→ **Activity**
Copy each line of the entries that includes the word "arbitrary".

╔══

PR #106, opened 2021-07-06
Close discussion D4

glyn:
Here's a chance to actually have the discussion if anyone wants to.

### DIFF
--- a/draft-ietf-jsonpath-base.md
+++ b/draft-ietf-jsonpath-base.md
@@ -555,9 +555,6 @@ the combine1 algorithm to form the result nodelist of the selector.
 For each node in the list, the selector selects zero or more nodes,
 each of which is a descendant of the node or the node itself.
 
-> Discussion (D4): Is that a common requirement?  Or can a selector also go
-> up, or to the query argument?
-
 <!-- To do: Define "descendants" (making sure that member values are, but member names aren't). -->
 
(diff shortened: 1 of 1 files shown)


cabo:
One related question is whether the selector can use $ internally (still returning nodes within the current node).

glyn:
> One related question is whether the selector can use $ internally (still returning nodes within the current node).

I am in favour of supporting `$` inside filter expressions as a way to access the root node of the argument, but I don't think that should block this PR as the context of the discussion seems to be which nodes are selected. As you point out, using `$` in a filter expression doesn't select the root node - it selects nodes within the current node as usual.

gregsdennis:
I agree.  Paths like `$.foo[?(@.bar < $.baz)]` should be allowed, but wouldn't select anything that is not a descendent of `$.foo`.  Here the `$.baz` provides a basis for comparison used to select the current node `@` in the iteration.

I see no value (for an initial release anyway) in allowing selection of ancestor nodes.  If a use case and syntax for it are later defined, I'm happy to release that as a follow-up version.

goessner:
yes ... using `$` in a logical expression is valid and does no harm.

goessner (approved):

gregsdennis:
@goessner yes, but the issue at hand here is whether there is a mechanism that can select ancestor or cousin nodes.  I think we're in agreement that that there is no such mechanism.

cabo (approved):
Indeed, we seem to be in agreement.

PR #107, opened 2021-07-06
Clarify editors & authors

glyn:


cabo:
I think Stefan should be first author, and I wouldn't mind to be last.

glyn:
> I think Stefan should be first author, and I wouldn't mind to be last.

Ok, thanks. Updated.

cabo (approved):
Thank you.

PR #108, opened 2021-07-06
Fix invalid link

glyn:
Without this `make` fails with:

draft-ietf-jsonpath-base.xml(0): Error: IDREF attribute target references an unknown ID "_json", at None


cabo:
Where are you getting this?
You may want to do a `gem update` when you see an error like this.

glyn:
> Where are you getting this?

When I issue `make` locally.

> You may want to do a `gem update` when you see an error like this.

I did and the problem went away. Thanks!

Issue #110, opened 2021-07-23
Support arbitrarily structured filter predicates


glyn:
The filter syntax currently requires predicates to be expressed in (something close to) disjunctive normal form (OR of ANDs), but this is likely to be inconvenient when the intention of the filter is expressed in a different way (e.g. as an AND or ORs or as a nested predicate with ANDs and ORs at various levels).

The JSONPath comparison project doesn't yet test these more complex predicates, although some, possibly most, implementations allow them.

The standard could allow arbitrarily structured predicates via syntax along these lines:
```
filter-selector ::= "[?(" boolean-expr ")]"

boolean-expr ::= logical-and-expr |
                 logical-and-expr "||" boolean-expr

logical-and-expr ::= basic-filter |
                     basic-filter "&&" logical-and-expr

basic-filter ::= "!" basic filter |
                 "(" boolean-expr ")" |
                 comp-expr
```

For example, this would allow filters such as:
```
?(@.b && (@.c || @.d))
```
and
```
?(@.b && (@.c || @.d && @.e))
```
(where the semantics could, in line with mathematical convention and many programming languages, define `&&` to bind more tightly than `||`).

Note: the comparison project's [Proposal A](https://github.com/cburgmer/json-path-comparison/tree/master/proposals/Proposal_A) restricts the syntax so that brackets are _required_ instead of making `&&` bind more tightly than `||`. This is a clever approach but is probably not suitable for the standard because it is rather unconventional.

cabo:
I don't have a problem with requiring parentheses instead of creating an elaborate precedence hierarchy (or at least partially instead of).

I also don't have a problem with arbitrary nesting here.

gregsdennis:
> where the semantics could, in line with mathematical convention and many programming languages, define `&&` to bind more tightly than `||`

For clarity, this is because `&&` is a multiplicative operation whereas `||` is additive.  Standard order of operations then apply.

I don't know any programming language where this is reversed.  I'm not opposed to requiring `()`, however.

goessner:
If the fact that `&&`binds more tightly than `||` must be made explicite in the ABNF, it should be done. Using pairs of parentheses should be arbitrary.

glyn:
Agreed. Is there a preferred way to specify operator precedence in ABNF? The examples I've seen use a textual ordered list which won't help parser generators...

gregsdennis:
[...]

PR #111, opened 2021-07-30
Support arbitrary predicate structure

glyn:
Fixes https://github.com/ietf-wg-jsonpath/draft-ietf-jsonpath-base/issues/110

### DIFF
--- a/draft-ietf-jsonpath-base.md
+++ b/draft-ietf-jsonpath-base.md
@@ -1040,10 +1040,10 @@ boolean-expr     = logical-or-expr
 logical-or-expr  = logical-and-expr *("||" logical-and-expr)
                                                       ; disjunction
                                                       ; binds less tightly than conjunction
-logical-and-expr = basic-filter *("&&" basic-filter)  ; conjunction
+logical-and-expr = basic-expr *("&&" basic-expr)      ; conjunction
                                                       ; binds more tightly than disjunction
 
-basic-filter = comp-expr / existence-expr / paren-expr / (neg-op paren-expr)
+basic-expr   = comp-expr / existence-expr / paren-expr / (neg-op paren-expr)
 existence-expr = [neg-op] path                        ; path existence or non-existence
 paren-expr   = "(" boolean-expr ")"                   ; parenthesized expression
 neg-op       = "!"                                    ; not operator
@@ -1051,7 +1051,7 @@ neg-op       = "!"                                    ; not operator
 comp-expr    = path (comp-op comparable /             ; comparison
                      regex-op regex     /             ; RegEx test
                      in-op container)                 ; containment test
-path         = rel-path-val / json-path
+path         = rel-path / json-path
 comp-op      = "==" / "!=" /                          ; comparison ...
                "<"  / ">"  /                          ; operators
                "<=" / ">="
@@ -1059,10 +1059,10 @@ regex-op     = "~="                                   ; RegEx match
 in-op        = " in "                                 ; in operator
 comparable   = number / string-literal /              ; primitive ...
                true / false / null /                  ; values only
-               rel-path-val /                         ; relative path value
+               rel-path /                             ; relative path value
                json-path                              ; any value
 
-rel-path-val = "@" *(dot-selector / index-selector)
+rel-path     = "@" *(dot-selector / index-selector)
 
 container = <TO BE DEFINED>
 regex = <TO BE DEFINED>
--- a/draft-ietf-jsonpath-base.md
+++ b/draft-ietf-jsonpath-base.md
@@ -1036,28 +1036,30 @@ The current item is selected if and only if the result is `true`.
 
 
 ~~~~ abnf
+boolean-expr     = logical-or-expr / logical-and-expr
+logical-or-expr  = logical-and-expr "||" boolean-expr ; disjunction
+                                                      ; binds less tightly than conjunction
+logical-and-expr = basic-filter /
+                   basic-filter "&&" logical-and-expr ; conjunction
+                                                      ; binds more tightly than disjunction
 
-
-boolean-expr = logical-expr
-logical-expr = ([neg-op] primary-expr) / logical-or-expr
-neg-op       = "!"                                  ; not operator
-primary-expr = "(" logical-or-expr ")"
-logical-or-expr = logical-and-expr *["||" logical-and-expr]
-logical-and-expr = comp-expr *["&&" comp-expr]
+basic-filter = comp-expr / paren-expr / ([neg-op] paren-expr)
+paren-expr   = "(" boolean-expr ")"                   ; parenthesized expression
+neg-op       = "!"                                    ; not operator
 
 comp-expr    = (rel-path-val /
-                json-path) [(comp-op comparable / ; comparison
-                            regex-op regex     /  ; RegEx test
-                            in-op container )]    ; containment test
-comp-op      = "==" / "!=" /                        ; comparison ...
-               "<"  / ">"  /                        ; operators
+                json-path) [(comp-op comparable /     ; comparison
+                            regex-op regex     /      ; RegEx test
+                            in-op container )]        ; containment test
+comp-op      = "==" / "!=" /                          ; comparison ...
+               "<"  / ">"  /                          ; operators
                "<=" / ">="
-regex-op     = "~="                                 ; RegEx match
-in-op        = " in "                               ; in operator
-comparable   = number / string-literal /            ; primitive ...
-               true / false / null /                ; values only
-               rel-path-val /                       ; descendant value
-               json-path                            ; any value
+regex-op     = "~="                                   ; RegEx match
+in-op        = " in "                                 ; in operator
+comparable   = number / string-literal /              ; primitive ...
+               true / false / null /                  ; values only
+               rel-path-val /                         ; descendant value
+               json-path                              ; any value
 
 rel-path-val = "@" *(dot-selector / index-selector)
 
--- a/draft-ietf-jsonpath-base.md
+++ b/draft-ietf-jsonpath-base.md
@@ -1043,14 +1043,15 @@ logical-or-expr  = logical-and-expr *("||" logical-and-expr)
 logical-and-expr = basic-filter *("&&" basic-filter)  ; conjunction
                                                       ; binds more tightly than disjunction
 
-basic-filter = comp-expr / paren-expr / ([neg-op] paren-expr)
+basic-filter = comp-expr / existence-expr / paren-expr / (neg-op paren-expr)
+existence-expr = [neg-op] path                        ; path existence or non-existence
 paren-expr   = "(" boolean-expr ")"                   ; parenthesized expression
 neg-op       = "!"                                    ; not operator
 
-comp-expr    = (rel-path-val /
-                json-path) [(comp-op comparable /     ; comparison
-                            regex-op regex     /      ; RegEx test
-                            in-op container )]        ; containment test
+comp-expr    = path (comp-op comparable /             ; comparison
+                     regex-op regex     /             ; RegEx test
+                     in-op container)                 ; containment test
+path         = rel-path-val / json-path
 comp-op      = "==" / "!=" /                          ; comparison ...
                "<"  / ">"  /                          ; operators
                "<=" / ">="
@@ -1058,7 +1059,7 @@ regex-op     = "~="                                   ; RegEx match
 in-op        = " in "                                 ; in operator
 comparable   = number / string-literal /              ; primitive ...
                true / false / null /                  ; values only
-               rel-path-val /                         ; descendant value
+               rel-path-val /                         ; relative path value
                json-path                              ; any value
 
 rel-path-val = "@" *(dot-selector / index-selector)
@@ -1077,7 +1078,6 @@ Notes:
 * A member or element value by itself is *falsy* only, if it does not exist. Otherwise it is *truthy*, resulting in its value. To be more specific explicit comparisons are necessary. This existence test — as an exception of the general rule — also works with complex values.
 * Regular expression tests can be applied to `string` values only.
 * Containment tests work with arrays and objects.
-* Explicit boolean type conversion is done by the not operator `neg-op`.
 * The behaviour of operators is consistent with the 'C'-family of programming languages.
 <!-- need to clarify -->
 
--- a/draft-ietf-jsonpath-base.md
+++ b/draft-ietf-jsonpath-base.md
@@ -1036,11 +1036,11 @@ The current item is selected if and only if the result is `true`.
 
 
 ~~~~ abnf
-boolean-expr     = logical-or-expr / logical-and-expr
-logical-or-expr  = logical-and-expr "||" boolean-expr ; disjunction
+boolean-expr     = logical-or-expr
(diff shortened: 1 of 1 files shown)


draft-ietf-jsonpath-base.md
```diff
@@ -1036,28 +1036,30 @@ The current item is selected if and only if the result is `true`.
 
 
 ~~~~ abnf
+boolean-expr     = logical-or-expr / logical-and-expr
+logical-or-expr  = logical-and-expr "||" boolean-expr ; disjunction
+                                                      ; binds less tightly than conjunction
+logical-and-expr = basic-filter /
+                   basic-filter "&&" logical-and-expr ; conjunction
+                                                      ; binds more tightly than disjunction
```
goessner, line 1045: this is very clean and seems to manage binding preference for `and` ... great.

draft-ietf-jsonpath-base.md
```diff
@@ -1036,28 +1036,30 @@ The current item is selected if and only if the result is `true`.
...
-
-boolean-expr = logical-expr
-logical-expr = ([neg-op] primary-expr) / logical-or-expr
-neg-op       = "!"                                  ; not operator
-primary-expr = "(" logical-or-expr ")"
-logical-or-expr = logical-and-expr *["||" logical-and-expr]
-logical-and-expr = comp-expr *["&&" comp-expr]
+basic-filter = comp-expr / paren-expr / ([neg-op] paren-expr)
+paren-expr   = "(" boolean-expr ")"                   ; parenthesized expression
+neg-op       = "!"                                    ; not operator
```
goessner, line 1049: We could select
```json
[?(@.audio && !@.video)]
```
using implicit existance test. Requiring parentheses here, i.e. `!(@.video)` would be tedious.

This brings up another issue ... see below ...

draft-ietf-jsonpath-base.md
```diff
@@ -1036,28 +1036,30 @@ The current item is selected if and only if the result is `true`.
...
-comparable   = number / string-literal /            ; primitive ...
-               true / false / null /                ; values only
-               rel-path-val /                       ; descendant value
-               json-path                            ; any value
+regex-op     = "~="                                   ; RegEx match
+in-op        = " in "                                 ; in operator
+comparable   = number / string-literal /              ; primitive ...
+               true / false / null /                  ; values only
+               rel-path-val /                         ; descendant value
+               json-path                              ; any value
```
goessner, line 1063: `rel-path-val` and `json-path` ...
* are in fact valid ... hmm ... `defined-expr` or something ... indicating existence.
* naming should be harmonized ... `rel-path-val` =>  `rel-path` or `rel-json-path`

draft-ietf-jsonpath-base.md
```diff
@@ -1036,28 +1036,30 @@ The current item is selected if and only if the result is `true`.
...
+                                                      ; binds more tightly than disjunction
 
-
-boolean-expr = logical-expr
-logical-expr = ([neg-op] primary-expr) / logical-or-expr
-neg-op       = "!"                                  ; not operator
-primary-expr = "(" logical-or-expr ")"
-logical-or-expr = logical-and-expr *["||" logical-and-expr]
-logical-and-expr = comp-expr *["&&" comp-expr]
+basic-filter = comp-expr / paren-expr / ([neg-op] paren-expr)
```
goessner, line 1046: `basic-filter` breaks the naming rule (not communicated though) of having `xxx-expr` and `yyy-op` exclusively here.

`basic-expr` or something would fit better, I think.

draft-ietf-jsonpath-base.md
```diff
@@ -1036,28 +1036,30 @@ The current item is selected if and only if the result is `true`.
...
-               rel-path-val /                       ; descendant value
-               json-path                            ; any value
+regex-op     = "~="                                   ; RegEx match
+in-op        = " in "                                 ; in operator
+comparable   = number / string-literal /              ; primitive ...
+               true / false / null /                  ; values only
+               rel-path-val /                         ; descendant value
+               json-path                              ; any value
 
 rel-path-val = "@" *(dot-selector / index-selector)
```
goessner, line 1065: significant improvement overall ... thanks

draft-ietf-jsonpath-base.md
glyn: Good point. I'd like to avoid confusing possibilities such as:
```
[?(!@.foo == bar)]
```
but I agree that it shouldn't be necessary to wrap existence terms in parentheses merely in order to negate them.

draft-ietf-jsonpath-base.md
glyn: Thanks for explaining the naming rule, which I hadn't noticed. I'll do some renaming.

draft-ietf-jsonpath-base.md
glyn: Let me mull that over and try to improve matters.

draft-ietf-jsonpath-base.md
```diff
@@ -1036,28 +1036,30 @@ The current item is selected if and only if the result is `true`.
...
 
-
-boolean-expr = logical-expr
-logical-expr = ([neg-op] primary-expr) / logical-or-expr
-neg-op       = "!"                                  ; not operator
-primary-expr = "(" logical-or-expr ")"
-logical-or-expr = logical-and-expr *["||" logical-and-expr]
-logical-and-expr = comp-expr *["&&" comp-expr]
+basic-filter = comp-expr / paren-expr / ([neg-op] paren-expr)
+paren-expr   = "(" boolean-expr ")"                   ; parenthesized expression
```
gregsdennis, line 1047: Eventually, we'll want other-type expressions here, such as `4*(5+6)`.

gregsdennis (changes requested):
Agree with comments posted already, and added one of my own.

draft-ietf-jsonpath-base.md
goessner: Hmm ... if we agree to existence tests and assume 

```
{ "zero": 0, "five": 5 }
``` 

then unlike in C-like languages.

`@.five` evaluates to `true`, but consistently `!@.five` to `false` and `!!@.five` to true ... and ...
`@.zero` evaluates to `true`, `!@.zero` to `false` and `!!@.zero` to true.

Testing for values needs always to be explicit, as in `@.five == 5`, `@.five > 0`, `@.five != 6` or `@.zero != 0`.

gregsdennis: So then how would `!@.foo == false` be interpreted?

goessner: if `@.foo`exists then `!@.foo` results in `false` and `!@.foo == false` will give `true` ... not to be confused with  `!(@.foo == false)` which is `true` for all values of `foo` (including `undefined`) except of  `false` ...

gregsdennis: So in summary, if `@.foo` holds a value of `false`, then `!@.foo == false` yields true, and `!(@.foo == false)` yields false.

I think this subtlety could bear some documentation at the very least.

draft-ietf-jsonpath-base.md
cabo: Why are we moving away from the standard way of expressing grammars for languages with operator precedences?  Obviously, right recursion works, but we do have *(...) in ABNF and could use it.
(Right recursion leads to a binary tree that leans to the right, so a + b + c parses as a + (b + c).
Not a problem as long as operators are [associative](https://en.wikipedia.org/wiki/Operator_associativity).)
See the ECMAScript grammars for the usual way to do this.

gregsdennis: This was asked earlier and received little response.

draft-ietf-jsonpath-base.md
goessner: So we have the alternatives ...

1. `@.foo` always indicates existence (`true / false`) if used standalone. Drawback: inconsistency with potential value.
2.  `@.foo` results in `false` if it doesn't exist, in its value otherwise. Drawback: What's about falsy values `false, 0, null`?

We need to handle the Javascript value equivalence `undefined`, which is not a valid JSON value.

Best I can see yet, is Greg's proposal slightly modified: 

For comparisons like `@.foo > 5`, always take the node value, except it does not exist, than ... hmm ... take

* `false` or
* `null`

and let the implementation do implicite type conversion.  We cannot forbid existence operations within comparative expressions, if we don't want do error handling (which is not syntactically based).

General drawback: We cannot tell, if  `!@.foo == true` is `true` because of its value `false` or inexistence. The same effect comes with  `@.foo != true`.

General result of this discussion: We cannot reliably test whether a node exists or not.

draft-ietf-jsonpath-base.md
cabo: Where was what asked?

gregsdennis: @Glyn asked if there was a standard easy for ANBF to support operator precedence.

https://github.com/ietf-wg-jsonpath/draft-ietf-jsonpath-base/issues/110#issuecomment-887390352

You replied.

draft-ietf-jsonpath-base.md
glyn: I don't intend to include that in this PR, thanks.

glyn:
Thanks for the various comments. I've been busy with other things, but intend to come back before too long, absorb those comments, and push up some changes.

cabo:
On 2. Aug 2021, at 20:53, Greg Dennis ***@***.***> wrote:
> 
> You replied.
> 
Yes.  How is that "little response”?

I’m still trying to parse what you mean by "This was asked earlier and received little response.”.

What are you trying to say?

Grüße, Carsten

draft-ietf-jsonpath-base.md
glyn: > Why are we moving away from the standard way of expressing grammars for languages with operator precedences? 

Simply ignorance on my part.
> Obviously, right recursion works, but we do have *(...) in ABNF and could use it.
> (Right recursion leads to a binary tree that leans to the right, so a + b + c parses as a + (b + c).
> Not a problem as long as operators are [associative](https://en.wikipedia.org/wiki/Operator_associativity).)
> See the ECMAScript grammars for the usual way to do this.

I can't find an ABNF ECMAScript grammar. [This grammar](https://tc39.es/ecma262/#sec-multiplicative-operators) uses recursion, e.g.:
```
 AdditiveExpression :
AdditiveExpression + MultiplicativeExpression
AdditiveExpression - MultiplicativeExpression
```
@cabo Please could you provide a more specific reference to an ECMAScript grammar which demonstrates the "standard way" you are thinking of?

draft-ietf-jsonpath-base.md
glyn: I'm going to push a change which renders `!@.foo == false` syntactically invalid. See what you make of it.

glyn: In fact the changes I just pushed make existence and non-existence tests incapable of being used in comparisons, which I hope avoids some of the issues above.

draft-ietf-jsonpath-base.md
glyn: I went for `existence-expr` which now includes optional negation and `rel-path` as it's shorter.

draft-ietf-jsonpath-base.md
```diff
@@ -1075,7 +1078,6 @@ Notes:
 * A member or element value by itself is *falsy* only, if it does not exist. Otherwise it is *truthy*, resulting in its value. To be more specific explicit comparisons are necessary. This existence test — as an exception of the general rule — also works with complex values.
 * Regular expression tests can be applied to `string` values only.
 * Containment tests work with arrays and objects.
-* Explicit boolean type conversion is done by the not operator `neg-op`.
```
glyn, line 1078: I think this type conversion statement is no longer needed since `!` now applies only to existence terms, which give boolean values, and parenthesised boolean expressions which again give boolean values.

draft-ietf-jsonpath-base.md
glyn: @cabo I tried using repetition instead of right recursion. Please see what you make of it.

cabo: Indeed, I must have misremembered the way TC39 writes their grammars, which apparently has morphed to a simple BNF (without repetition) plus weird two-level features (not quite Algol68 though :-).

Because different parser generators react in different ways to (immediate) recursion, I try to avoid that in favor of repetition.  I just looked at the Python grammar for a potential example, but that is a weird mix of the different styles.

31c1a7f is exactly what I had in mind.  Regular and non-surprising.  Thank you.

glyn:
Ok, so I pushed up some changes which attempt to address all the issues raised. Please see the individual commit logs for more detailed comments.

draft-ietf-jsonpath-base.md
glyn: Phew, thanks! :sweat_smile:

cabo:
Maybe we want to add an operator precedence table [1] into the text and try to make sure the grammar is somewhat congruence to that table.

[1]: https://en.cppreference.com/w/c/language/operator_precedence

draft-ietf-jsonpath-base.md
glyn: I went for `basic-expr`.

glyn:
> Maybe we want to add an [operator precedence table](https://en.cppreference.com/w/c/language/operator_precedence) into the text and try to make sure the grammar is somewhat congruence to that table.

Good idea, but I'd prefer to defer as I've got enough to deal with in this PR! It will also be even more valuable if we end up supporting arithmetic expressions...

draft-ietf-jsonpath-base.md
```diff
@@ -1036,30 +1036,33 @@ The current item is selected if and only if the result is `true`.
...
+                                                      ; binds less tightly than conjunction
+logical-and-expr = basic-expr *("&&" basic-expr)      ; conjunction
+                                                      ; binds more tightly than disjunction
+
+basic-expr   = comp-expr / existence-expr / paren-expr / (neg-op paren-expr)
+existence-expr = [neg-op] path                        ; path existence or non-existence
+paren-expr   = "(" boolean-expr ")"                   ; parenthesized expression
+neg-op       = "!"                                    ; not operator
+
+comp-expr    = path (comp-op comparable /             ; comparison
```
glyn, line 1051: @goessner I'd like to support `comparable comp-op path` as well since it seems arbitrary to require the path to be on the left hand side of the comparison operator. Something for a future PR, perhaps?

glyn: I raised https://github.com/ietf-wg-jsonpath/draft-ietf-jsonpath-base/issues/112 to cover this.

cabo:
Having an operator precedence table will help us understand what we are trying to do here.
But I believe in incremental improvement, so completing this PR and then re-approaching it from the angle of the precedence table works for me.

goessner (approved):

glyn:
@gregsdennis Please approve if your concerns are now addressed.

glyn:
I've started the next batch of predicate improvements in draft PR https://github.com/ietf-wg-jsonpath/draft-ietf-jsonpath-base/pull/115 which is based on this PR.

gregsdennis (approved):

╚══

→ **Your response**
I also don't have a problem with arbitrary nesting here.
If the fact that `&&`binds more tightly than `||` must be made explicite in the ABNF, it should be done. Using pairs of parentheses should be arbitrary.
Support arbitrary predicate structure
glyn, line 1051: @goessner I'd like to support `comparable comp-op path` as well since it seems arbitrary to require the path to be on the left hand side of the comparison operator. Something for a future PR, perhaps?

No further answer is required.